Letters and numbers are elemental building blocks of language, but here they are also the physical building blocks of the installation itself. They represent fundamental origins; they suggest potential. Origins are tied up with the notion of progress: we always move forward from a point of origin. The work lays this out for contemplation.

Monuments are attempts to preserve collective memory, and as a consequence, they are associated with permanence. Monuments help us look back into history, but history is always being made anew. We were interested in this paradox. If Double Back to Basics is to be understood as a monument, what can it mean if it is slated to disappear in six months, when the exhibition closes?  What does it memorialize? If monuments are attempts to preserve memories or ideology, what might be preserved here, if anything? This is why we infused the paper with seeds, so the monument will live on as gardens to be planted by the kids. The timeline of the project is tied to an educational process where the kids witness the transformation of material from installation in a gallery to living things. This transforms the child through learning. The metamorphosis of material and form mirrors and celebrates the growth of individuals while the growth of individuals is inexorably linked to the metamorphosis.

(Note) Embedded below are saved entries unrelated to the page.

Issue #236, opened 2026-05-02
OAuth bearer not injected on https://www.googleapis.com/batch/calendar/v3 — Google Calendar batch endpoint silently returns auth errors


tianglim:
## Summary

Outbound requests from agents to `https://www.googleapis.com/batch/calendar/v3` pass through the gateway with `injections_applied=0`, even when the `google-calendar` app is connected with valid OAuth tokens. The same agent hitting `https://www.googleapis.com/calendar/v3/calendars/<id>/events` gets correctly authenticated (`injections_applied=1`).

The batch endpoint is what Google's official `googleapis` client library (and downstream MCP servers like [`@cocal/google-calendar-mcp`](https://github.com/cocal-com/google-calendar-mcp)) uses any time you query multiple calendars in one call. Because the auth header isn't swapped, every sub-request inside the batch returns:

> Request had invalid authentication credentials. Expected OAuth 2 access token, login cookie or other valid authentication credential.

The MCP swallows these errors and returns `events: []`, so the agent believes the calendars are empty and reports "clear day" even when they're full.

## Repro

```bash
# Inside a container with HTTPS_PROXY=onecli's gateway and
# Google Calendar app connected to OneCLI:

curl -s -X POST "https://www.googleapis.com/batch/calendar/v3" \
  -H "Authorization: Bearer onecli-managed" \
  -H "Content-Type: multipart/mixed; boundary=batch_test" \
  --data-binary @batch.txt
```

Where `batch.txt` is a normal Google batch request body. Compare to a direct call to `/calendar/v3/calendars/primary/events` — the latter returns 200 with events, the former returns 200 with multipart sub-bodies each carrying a 401.

## Gateway log evidence

Same agent, same session, two consecutive requests:

```
MITM method=GET  url=https://www.googleapis.com:443/calendar/v3/calendars/primary/events  injections_applied=1
MITM method=POST url=https://www.googleapis.com:443/batch/calendar/v3                    injections_applied=0
```

## Impact

Affects any consumer of Google's batch API while routed through OneCLI — most notably the official `@cocal/google-calendar-mcp` MCP server when queried with multiple calendars (its array form). Users running a multi-calendar setup get a silent "no events" answer that looks correct but is empty.

## Suggested fix

[...]

PR #429, opened 2026-07-15
fix(gateway): merge secret and OAuth app injection on shared hosts

### LINKED ISSUE #428: Gateway: API-key secret injection preempts OAuth app injection on shared hosts (www.googleapis.com)
## Summary

When a host carries **both** a vaulted API-key secret and one or more OAuth **app** connections, the gateway injects only the secret and **skips OAuth app resolution entirely** for that host. OAuth requests then reach the provider with no `Authorization` header and fail upstream with `401`, which the gateway surfaces as `app_not_connected`.

This breaks **every** Google Workspace OAuth app (Calendar, Drive, and the Gmail legacy path) for any project that also has a **YouTube Data API key** vaulted — because all of them live on `www.googleapis.com`. Requests to the providers' **dedicated** hosts (`gmail.googleapis.com`, `tasks.googleapis.com`) are unaffected, which is the tell.

This is distinct from #236/#237 (which added missing `/batch/` path rules): here the path rules are correct and present, but app resolution never runs because a secret is bound to the same host.

## Repro

In a project that has (a) a Google Calendar OAuth app connected **and** (b) a YouTube Data API key vaulted as a secret on `www.googleapis.com` (path `/youtube/`, query param `key`):

```bash
# Agent request through the gateway, no auth header — gateway should inject the Bearer:
curl -s -o /dev/null -w "%{http_code}\n" \
  "https://www.googleapis.com/calendar/v3/users/me/calendarList"
# => 401   (gateway logs: "app not connected ... provider=google-calendar")

# Same OAuth connection, dedicated host — works:
curl -s -o /dev/null -w "%{http_code}\n" \
  "https://gmail.googleapis.com/gmail/v1/users/me/profile"
# => 200
```

Remove the YouTube key (or query the provider before the key is vaulted) and the calendar request returns `200`. So it is the *coexistence* of a secret and an app on the same host that triggers it — the OAuth token itself is valid (it works on the dedicated host).

## Root cause

App-connection resolution is gated on there being **no** secret rules. In `apps/gateway/src/gateway/mitm.rs`:

```rust
let mut injection_rules = resp.injection_rules; // from secrets
// If no secret rules, try app connections (per-request disambiguation)
if injection_rules.is_empty() && !resp.app_connections.is_empty() {
    // ... resolve_app_injection_for_request ...
    injection_rules = rules;   // and: replace, not merge
}
```

The YouTube key makes `injection_rules` non-empty, so the whole block is skipped and `resolve_app_injection_for_request` is never called. The identical pattern is in `apps/gateway/src/gateway.rs` (the HTTP-proxy path).

Secret rules and app rules are both **path-scoped** `InjectionRule`s (`/youtube/*` for the key vs `/calendar/*` for the OAuth Bearer), so they can and should coexist rather than one preempting the other.

## Evidence

Instrumenting the `apply_injections` call site, a calendar request carries only the youtube rule:

```
path=/calendar/v3/... n_rules=1 patterns=[("/youtube/*", 1)] injection_count=0 auth_len=0
```

After the fix (run app resolution regardless and merge), the same request carries both, and the `/calendar/*` Bearer applies:

```
path=/calendar/v3/... n_rules=3 patterns=[("/youtube/*",1),("/calendar/*",1),("/batch/calendar/*",1)] injection_count=1 auth_len=260
```

A `/youtube/*` request still injects the key and correctly ignores the non-matching OAuth rules.

## Proposed fix

Run app resolution whenever app connections exist, and **merge** the resulting rules with any secret rules (`injection_rules.extend(rules)`) instead of gating on `injection_rules.is_empty()` and replacing. Apply to both `mitm.rs` and `gateway.rs`. Reproduced against `main` (32b5852).

Happy to open a PR with the fix + a regression test (I have both ready) if the direction looks right.

## Environment

- OneCLI `main` (32b5852); also reproduced on the released `latest` image.
- Self-hosted, Google BYOC OAuth apps (Gmail/Calendar/Tasks/Drive) + YouTube Data API key as a vaulted secret.

Related: #236 / #237 (batch path rules — different root cause), #307 (token endpoint routing — adjacent).

---

*Disclosure: I found this bug while integrating OneCLI, diagnosed it with an AI coding assistant, and verified the repro, root cause, and fix against a local build myself before filing.*

jbaruch:

YES

Bug fix (gateway). Fixes #428.

When a host carries **both** a vaulted API-key secret and one or more OAuth **app** connections, the gateway injects only the secret and skips OAuth app resolution entirely for that host. OAuth requests then reach the provider with no `Authorization` header and 401, surfaced as `app_not_connected`.

Concretely: with a YouTube Data API key vaulted as a secret on `www.googleapis.com` (`/youtube/`), every Google Workspace OAuth app that shares that host — Calendar (`/calendar/`), Drive (`/drive/`), and the Gmail legacy path (`/gmail/`) — stops authenticating. The same OAuth connection works on its dedicated host (`gmail.googleapis.com`), which is the tell.

Root cause: app-connection resolution is gated on there being no secret rules — `if injection_rules.is_empty() && !resp.app_connections.is_empty()` — in both `apps/gateway/src/gateway/mitm.rs` and `apps/gateway/src/gateway.rs`. The YouTube key makes `injection_rules` non-empty, so `resolve_app_injection_for_request` is never called. This is distinct from #236/#237 (which added missing `/batch/` path rules); here the path rules are correct but app resolution is skipped.

## What is the new behavior?

Run app resolution whenever app connections exist, and **merge** the resulting rules with any secret rules (`injection_rules.extend(rules)`) instead of gating on `injection_rules.is_empty()` and replacing. Secret and app rules are both path-scoped (`/youtube/*` vs `/calendar/*`), so they coexist: a `/calendar/` request now applies the OAuth Bearer, and a `/youtube/` request still applies the API key and ignores the non-matching OAuth rules. Applied to both the MITM and HTTP-proxy paths.

## Additional context

**Verification.** Reproduced and fixed against `main` (32b5852), and verified live end-to-end on a self-hosted gateway. Instrumenting the `apply_injections` call site, before the fix a calendar request carried only the youtube rule:

```
path=/calendar/v3/... n_rules=1 patterns=[("/youtube/*", 1)] injection_count=0 auth_len=0
```

After the fix it carries both, and the Bearer applies:

```
path=/calendar/v3/... n_rules=3 patterns=[("/youtube/*",1),("/calendar/*",1),("/batch/calendar/*",1)] injection_count=1 auth_len=260
```

All five services (Gmail dedicated + legacy, Calendar, Drive, Tasks, YouTube) return 200 after the fix; selective-mode agents still correctly get `access_restricted`.

**Local checks.** `cargo fmt --check`, `cargo build`, `cargo test`, and `cargo clippy -- -D warnings` all pass for `apps/gateway`.

**On test coverage.** I didn't add a dedicated unit test with this change: `resolve_rules` (MITM) and the HTTP-proxy resolve path have no existing unit harness, and `tests/integration.rs` requires a seeded Postgres (`#[ignore]`d). A focused unit test is doable by seeding the `connect:` and `app_injection:` caches (so token decrypt/refresh is skipped) and asserting `resolve_rules` merges the secret and OAuth rules — but it needs a couple of internal structs made `pub(crate)`, which I didn't want to do unprompted. Happy to add that unit test, or an `#[ignore]`d integration test, in whichever form matches your conventions — just let me know which you'd prefer.

**AI Disclosure.** Code drafted with Claude Code, reviewed and modified by me. Root cause was found by instrumenting the gateway and reading the resolution path; I verified the repro, the fix, and the before/after behavior against a local build myself before submitting.

### DIFF
--- a/apps/gateway/src/connect.rs
+++ b/apps/gateway/src/connect.rs
@@ -636,17 +636,35 @@ impl PolicyEngine {
         let candidates = narrow_connections_by_path(app_connections, hostname, request_path);
         let app_connections: &[db::AppConnectionRow] = &candidates;
 
-        // Single connection — use it directly
+        // Single connection — use it directly. Its rules always merge (they
+        // self-select by path at apply time), but the winner metadata is
+        // dropped when the provider does not serve this request's path — a
+        // lone Calendar connection on a `/youtube/` request must not donate
+        // its granular policy, finalizer, or host rewrite.
         if app_connections.len() == 1 {
-            return self
-                .resolve_connection_injections(
-                    &app_connections[0],
-                    hostname,
-                    organization_id,
-                    project_id,
-                    cache,
-                )
-                .await;
+            let conn = &app_connections[0];
+            let mut result = self
+                .resolve_connection_injections(conn, hostname, organization_id, project_id, cache)
+                .await?;
+            if let AppConnectionResult::Rules {
+                provider,
+                rewrite_host,
+                connection_label,
+                finalizer,
+                body_transform,
+                session_policy,
+                ..
+            } = &mut result
+            {
+                if !provider_serves_request(provider, hostname, request_path) {
+                    *rewrite_host = None;
+                    *connection_label = None;
+                    *finalizer = None;
+                    *body_transform = None;
+                    *session_policy = None;
+                }
+            }
+            return Ok(result);
         }
 
         // Multiple connections — check for ambiguity per provider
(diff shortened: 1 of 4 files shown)


guyb1:
thanks @jbaruch ! I pushed a commit on top of yours that keeps your merge approach and completes it for a few edge cases.

will merge soon!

What, if any, design philosophy does the Ball-Nogues Studio pass on to this project?
Design philosophies make us a little uncomfortable, but we do bring certain principles to the work. In essence, Double Back to Basics explores the design of disappearance. Monuments are considered permanent and unchanging. An installation in a gallery has a relatively brief lifespan. It is designed to assume a shape for a given amount of time, but then it can become something else when the installation is taken down. Perhaps this kind of thinking could be passed on to permanent structures. Perhaps buildings and monuments can have expiration dates.

How do you envision the student’s interaction with your piece? What do you hope they will take away from their experience of your work?
The installation suggests a monumental arch, scaled to the size of a child. Kids can pass through it, touch it, and have their photos taken standing in front of it. They can relate to it in ways people physically relate to monuments. By way of that interaction, the kids might think differently about the meaning of the letters and bricks. They might invent their own meanings.

The students will be involved in dismantling the installation. We will encourage them to take pieces of it home rather than throwing them in the trash. The paper is non-toxic and when properly cared for, it will sprout a garden. Through an educational process, the kids will facilitate an entropic process and a process that generates life. The monumental shape breaks down, but the project literally lives on, becoming a living thing. We want kids to witness this transformation and to think about how it might relate to other processes in their world. It invites them to relate to the physical world as a work in progress.